(Saved entries)
* * * * * * * * *

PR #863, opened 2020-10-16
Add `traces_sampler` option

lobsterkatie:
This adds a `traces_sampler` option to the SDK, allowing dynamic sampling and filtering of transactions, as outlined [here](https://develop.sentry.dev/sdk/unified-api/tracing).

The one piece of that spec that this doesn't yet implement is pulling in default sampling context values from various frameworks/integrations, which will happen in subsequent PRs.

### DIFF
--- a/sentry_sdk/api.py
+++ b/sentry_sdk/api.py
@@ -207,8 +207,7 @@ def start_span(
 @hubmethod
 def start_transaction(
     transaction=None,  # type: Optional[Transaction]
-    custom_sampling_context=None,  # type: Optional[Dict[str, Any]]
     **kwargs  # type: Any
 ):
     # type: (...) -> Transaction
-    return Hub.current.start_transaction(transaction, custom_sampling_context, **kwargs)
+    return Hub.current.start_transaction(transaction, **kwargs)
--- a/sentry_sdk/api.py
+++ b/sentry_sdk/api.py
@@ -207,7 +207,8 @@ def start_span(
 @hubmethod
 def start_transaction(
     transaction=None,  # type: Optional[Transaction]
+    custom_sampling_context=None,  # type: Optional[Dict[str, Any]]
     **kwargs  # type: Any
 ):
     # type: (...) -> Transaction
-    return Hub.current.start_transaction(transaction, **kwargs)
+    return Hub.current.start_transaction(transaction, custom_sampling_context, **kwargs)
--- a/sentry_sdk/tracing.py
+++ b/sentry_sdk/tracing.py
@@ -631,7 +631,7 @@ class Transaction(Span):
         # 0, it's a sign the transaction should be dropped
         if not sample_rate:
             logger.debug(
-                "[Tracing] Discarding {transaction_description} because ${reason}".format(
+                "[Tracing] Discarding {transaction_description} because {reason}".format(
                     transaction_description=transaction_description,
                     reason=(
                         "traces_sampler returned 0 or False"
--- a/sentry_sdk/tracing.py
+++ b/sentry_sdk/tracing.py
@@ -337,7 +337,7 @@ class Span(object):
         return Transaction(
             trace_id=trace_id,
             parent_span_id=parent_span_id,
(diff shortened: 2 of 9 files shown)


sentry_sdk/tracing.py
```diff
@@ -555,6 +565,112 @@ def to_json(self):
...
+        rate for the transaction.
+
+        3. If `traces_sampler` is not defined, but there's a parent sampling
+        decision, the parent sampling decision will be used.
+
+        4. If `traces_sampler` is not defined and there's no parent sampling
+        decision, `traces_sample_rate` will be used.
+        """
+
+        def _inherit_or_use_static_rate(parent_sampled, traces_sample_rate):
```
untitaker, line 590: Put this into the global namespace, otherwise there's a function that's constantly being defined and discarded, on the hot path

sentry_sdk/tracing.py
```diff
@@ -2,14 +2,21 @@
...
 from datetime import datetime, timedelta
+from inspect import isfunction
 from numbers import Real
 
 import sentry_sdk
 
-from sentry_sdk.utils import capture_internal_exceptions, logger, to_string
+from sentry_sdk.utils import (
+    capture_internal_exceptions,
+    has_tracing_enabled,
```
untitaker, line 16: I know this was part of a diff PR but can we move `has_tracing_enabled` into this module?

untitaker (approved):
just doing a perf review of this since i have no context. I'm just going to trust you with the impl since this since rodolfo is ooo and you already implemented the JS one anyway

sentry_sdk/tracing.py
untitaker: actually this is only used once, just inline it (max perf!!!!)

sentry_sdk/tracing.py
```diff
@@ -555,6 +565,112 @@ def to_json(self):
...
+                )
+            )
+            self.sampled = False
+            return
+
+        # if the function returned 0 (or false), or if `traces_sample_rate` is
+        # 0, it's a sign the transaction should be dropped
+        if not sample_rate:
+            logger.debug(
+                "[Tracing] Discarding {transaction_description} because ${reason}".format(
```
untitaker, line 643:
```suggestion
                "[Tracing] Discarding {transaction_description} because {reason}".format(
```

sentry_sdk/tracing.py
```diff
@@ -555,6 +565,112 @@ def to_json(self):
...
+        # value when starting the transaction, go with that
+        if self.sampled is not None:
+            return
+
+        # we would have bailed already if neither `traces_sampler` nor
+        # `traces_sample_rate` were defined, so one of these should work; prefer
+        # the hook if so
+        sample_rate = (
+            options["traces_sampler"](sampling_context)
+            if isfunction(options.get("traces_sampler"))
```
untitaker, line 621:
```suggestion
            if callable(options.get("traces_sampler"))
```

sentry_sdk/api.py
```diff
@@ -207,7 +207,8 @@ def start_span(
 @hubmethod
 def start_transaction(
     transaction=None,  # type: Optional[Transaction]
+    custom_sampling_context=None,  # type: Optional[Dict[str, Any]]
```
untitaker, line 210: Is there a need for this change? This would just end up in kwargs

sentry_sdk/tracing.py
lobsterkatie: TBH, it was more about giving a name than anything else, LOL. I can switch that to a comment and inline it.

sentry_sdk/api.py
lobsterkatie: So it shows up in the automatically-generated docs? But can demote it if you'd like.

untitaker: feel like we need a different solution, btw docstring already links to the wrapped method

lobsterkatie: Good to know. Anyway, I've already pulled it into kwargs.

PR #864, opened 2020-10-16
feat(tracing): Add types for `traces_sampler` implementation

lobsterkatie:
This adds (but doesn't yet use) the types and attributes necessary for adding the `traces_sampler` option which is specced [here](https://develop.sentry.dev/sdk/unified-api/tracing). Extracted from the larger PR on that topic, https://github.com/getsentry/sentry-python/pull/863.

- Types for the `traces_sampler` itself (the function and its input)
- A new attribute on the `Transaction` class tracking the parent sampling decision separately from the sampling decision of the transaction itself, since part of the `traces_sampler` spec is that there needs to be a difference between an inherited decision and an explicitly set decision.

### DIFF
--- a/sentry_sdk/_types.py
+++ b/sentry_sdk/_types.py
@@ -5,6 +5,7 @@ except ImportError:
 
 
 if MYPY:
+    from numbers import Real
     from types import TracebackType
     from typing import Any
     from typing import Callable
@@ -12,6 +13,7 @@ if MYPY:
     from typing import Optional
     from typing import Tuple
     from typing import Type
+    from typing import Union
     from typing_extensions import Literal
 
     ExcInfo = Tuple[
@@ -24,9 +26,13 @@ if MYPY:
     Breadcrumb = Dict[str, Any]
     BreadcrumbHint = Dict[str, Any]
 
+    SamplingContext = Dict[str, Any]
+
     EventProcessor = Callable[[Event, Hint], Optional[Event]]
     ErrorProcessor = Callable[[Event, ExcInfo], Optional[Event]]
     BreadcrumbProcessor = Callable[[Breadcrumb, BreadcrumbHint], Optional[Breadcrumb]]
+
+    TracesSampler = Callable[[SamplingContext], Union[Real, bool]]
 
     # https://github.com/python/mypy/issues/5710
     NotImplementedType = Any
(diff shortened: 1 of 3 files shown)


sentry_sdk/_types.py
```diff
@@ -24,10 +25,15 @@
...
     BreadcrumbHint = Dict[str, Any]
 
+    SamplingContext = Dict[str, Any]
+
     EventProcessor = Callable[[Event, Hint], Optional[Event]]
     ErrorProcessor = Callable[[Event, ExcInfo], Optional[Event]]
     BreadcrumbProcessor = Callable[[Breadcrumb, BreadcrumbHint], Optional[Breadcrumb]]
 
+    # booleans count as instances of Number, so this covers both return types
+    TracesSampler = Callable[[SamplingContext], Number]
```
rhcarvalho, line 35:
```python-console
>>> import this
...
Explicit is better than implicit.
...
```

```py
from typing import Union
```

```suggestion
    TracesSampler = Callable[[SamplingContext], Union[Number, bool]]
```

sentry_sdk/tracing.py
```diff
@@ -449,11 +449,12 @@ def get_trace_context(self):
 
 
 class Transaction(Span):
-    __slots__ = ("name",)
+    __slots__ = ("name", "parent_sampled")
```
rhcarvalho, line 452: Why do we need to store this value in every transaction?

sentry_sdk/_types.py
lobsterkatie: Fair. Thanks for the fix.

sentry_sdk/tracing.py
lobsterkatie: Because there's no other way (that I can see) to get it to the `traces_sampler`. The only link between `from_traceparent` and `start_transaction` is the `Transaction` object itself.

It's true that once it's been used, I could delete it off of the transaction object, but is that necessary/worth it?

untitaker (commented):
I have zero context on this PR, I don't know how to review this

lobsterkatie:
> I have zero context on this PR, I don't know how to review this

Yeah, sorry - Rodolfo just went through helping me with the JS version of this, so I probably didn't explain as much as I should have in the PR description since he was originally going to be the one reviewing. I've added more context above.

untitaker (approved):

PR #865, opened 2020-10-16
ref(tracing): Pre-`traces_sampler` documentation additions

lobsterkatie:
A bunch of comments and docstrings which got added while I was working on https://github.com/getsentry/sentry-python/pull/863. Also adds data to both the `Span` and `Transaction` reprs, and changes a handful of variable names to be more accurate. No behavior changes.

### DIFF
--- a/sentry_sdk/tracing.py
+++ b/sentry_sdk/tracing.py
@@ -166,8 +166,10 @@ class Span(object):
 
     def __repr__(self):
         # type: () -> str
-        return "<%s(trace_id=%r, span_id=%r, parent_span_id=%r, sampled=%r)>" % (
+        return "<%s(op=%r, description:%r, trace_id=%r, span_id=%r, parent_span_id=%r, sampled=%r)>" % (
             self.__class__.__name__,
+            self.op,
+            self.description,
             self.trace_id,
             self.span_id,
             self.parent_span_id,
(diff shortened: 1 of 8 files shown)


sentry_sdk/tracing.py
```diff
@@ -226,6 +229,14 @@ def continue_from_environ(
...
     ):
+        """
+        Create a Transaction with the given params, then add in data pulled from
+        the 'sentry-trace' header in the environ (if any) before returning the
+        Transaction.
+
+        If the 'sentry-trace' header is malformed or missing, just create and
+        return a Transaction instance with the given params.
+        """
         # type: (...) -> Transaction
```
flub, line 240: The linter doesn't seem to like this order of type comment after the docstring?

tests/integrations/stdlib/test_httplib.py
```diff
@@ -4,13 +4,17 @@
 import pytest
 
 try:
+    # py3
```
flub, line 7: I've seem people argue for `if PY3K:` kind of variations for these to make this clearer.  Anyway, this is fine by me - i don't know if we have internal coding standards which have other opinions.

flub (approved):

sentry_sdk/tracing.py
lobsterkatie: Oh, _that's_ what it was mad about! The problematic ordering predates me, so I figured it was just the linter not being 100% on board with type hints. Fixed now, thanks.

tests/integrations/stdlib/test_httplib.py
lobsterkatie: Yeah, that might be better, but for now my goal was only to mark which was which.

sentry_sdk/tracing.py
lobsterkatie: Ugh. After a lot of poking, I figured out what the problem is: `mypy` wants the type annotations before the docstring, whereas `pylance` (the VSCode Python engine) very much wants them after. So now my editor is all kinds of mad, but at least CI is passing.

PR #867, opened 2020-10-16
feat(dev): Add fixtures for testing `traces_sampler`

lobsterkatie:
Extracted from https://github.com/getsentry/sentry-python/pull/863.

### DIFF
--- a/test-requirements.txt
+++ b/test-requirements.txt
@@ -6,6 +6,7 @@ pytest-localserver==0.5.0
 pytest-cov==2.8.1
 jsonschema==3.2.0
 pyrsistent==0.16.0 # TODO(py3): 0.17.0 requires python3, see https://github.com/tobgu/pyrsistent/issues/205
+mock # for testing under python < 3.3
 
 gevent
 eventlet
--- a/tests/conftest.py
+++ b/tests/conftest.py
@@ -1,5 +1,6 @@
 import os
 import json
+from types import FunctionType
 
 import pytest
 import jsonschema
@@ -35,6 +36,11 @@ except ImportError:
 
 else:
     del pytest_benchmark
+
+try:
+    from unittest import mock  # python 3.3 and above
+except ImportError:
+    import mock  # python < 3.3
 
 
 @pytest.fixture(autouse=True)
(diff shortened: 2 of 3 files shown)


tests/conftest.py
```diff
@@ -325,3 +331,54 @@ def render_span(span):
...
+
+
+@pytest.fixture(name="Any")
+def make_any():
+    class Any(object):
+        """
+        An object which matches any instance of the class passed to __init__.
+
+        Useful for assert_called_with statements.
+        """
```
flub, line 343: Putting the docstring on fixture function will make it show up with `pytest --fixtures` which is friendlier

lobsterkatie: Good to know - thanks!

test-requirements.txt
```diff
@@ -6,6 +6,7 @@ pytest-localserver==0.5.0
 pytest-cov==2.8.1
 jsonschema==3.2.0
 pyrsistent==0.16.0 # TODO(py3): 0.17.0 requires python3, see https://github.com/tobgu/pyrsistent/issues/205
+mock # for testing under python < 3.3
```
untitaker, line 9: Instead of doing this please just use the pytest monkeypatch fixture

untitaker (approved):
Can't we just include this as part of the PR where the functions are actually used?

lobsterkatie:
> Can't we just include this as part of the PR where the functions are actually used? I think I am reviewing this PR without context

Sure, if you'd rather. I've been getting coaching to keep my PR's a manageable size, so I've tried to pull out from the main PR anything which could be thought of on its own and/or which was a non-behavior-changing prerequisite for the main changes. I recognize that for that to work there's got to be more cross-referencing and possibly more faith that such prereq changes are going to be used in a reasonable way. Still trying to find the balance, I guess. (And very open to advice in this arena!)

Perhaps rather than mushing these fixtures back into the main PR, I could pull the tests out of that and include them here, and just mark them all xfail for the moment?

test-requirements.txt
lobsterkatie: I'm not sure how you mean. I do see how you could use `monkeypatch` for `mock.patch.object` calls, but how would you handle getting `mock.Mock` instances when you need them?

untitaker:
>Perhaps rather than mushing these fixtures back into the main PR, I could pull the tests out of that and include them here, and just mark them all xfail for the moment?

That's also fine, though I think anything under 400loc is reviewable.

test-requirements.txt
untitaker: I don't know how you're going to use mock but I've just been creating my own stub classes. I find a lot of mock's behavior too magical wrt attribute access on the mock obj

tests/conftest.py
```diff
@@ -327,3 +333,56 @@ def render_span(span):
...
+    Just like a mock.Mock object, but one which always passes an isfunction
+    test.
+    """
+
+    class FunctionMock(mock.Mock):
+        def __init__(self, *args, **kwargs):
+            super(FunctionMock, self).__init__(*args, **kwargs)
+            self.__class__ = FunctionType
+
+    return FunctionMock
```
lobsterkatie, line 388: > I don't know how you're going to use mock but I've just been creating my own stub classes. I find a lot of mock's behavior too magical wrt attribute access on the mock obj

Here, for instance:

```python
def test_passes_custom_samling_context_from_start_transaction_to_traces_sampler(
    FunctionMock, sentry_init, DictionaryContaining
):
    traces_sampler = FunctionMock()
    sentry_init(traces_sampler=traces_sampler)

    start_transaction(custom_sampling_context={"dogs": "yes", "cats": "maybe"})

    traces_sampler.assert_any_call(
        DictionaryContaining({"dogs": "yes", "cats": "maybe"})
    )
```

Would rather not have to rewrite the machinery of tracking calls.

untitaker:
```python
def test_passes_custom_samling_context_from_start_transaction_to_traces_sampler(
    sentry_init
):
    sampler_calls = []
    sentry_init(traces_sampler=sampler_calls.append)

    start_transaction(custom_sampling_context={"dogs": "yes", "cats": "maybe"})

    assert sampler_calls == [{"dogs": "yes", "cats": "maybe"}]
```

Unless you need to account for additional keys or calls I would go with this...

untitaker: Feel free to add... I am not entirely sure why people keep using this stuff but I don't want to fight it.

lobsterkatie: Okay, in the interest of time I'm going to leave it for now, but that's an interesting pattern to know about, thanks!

* * * * * * * * *

Your goal:
Up to and including the line that contains "This adds a", output the records above exactly, beginning with their first line.

Finished exercise:
PR #863, opened 2020-10-16
Add `traces_sampler` option

lobsterkatie:
This adds a `traces_sampler` option to the SDK, allowing dynamic sampling and filtering of transactions, as outlined [here](https://develop.sentry.dev/sdk/unified-api/tracing).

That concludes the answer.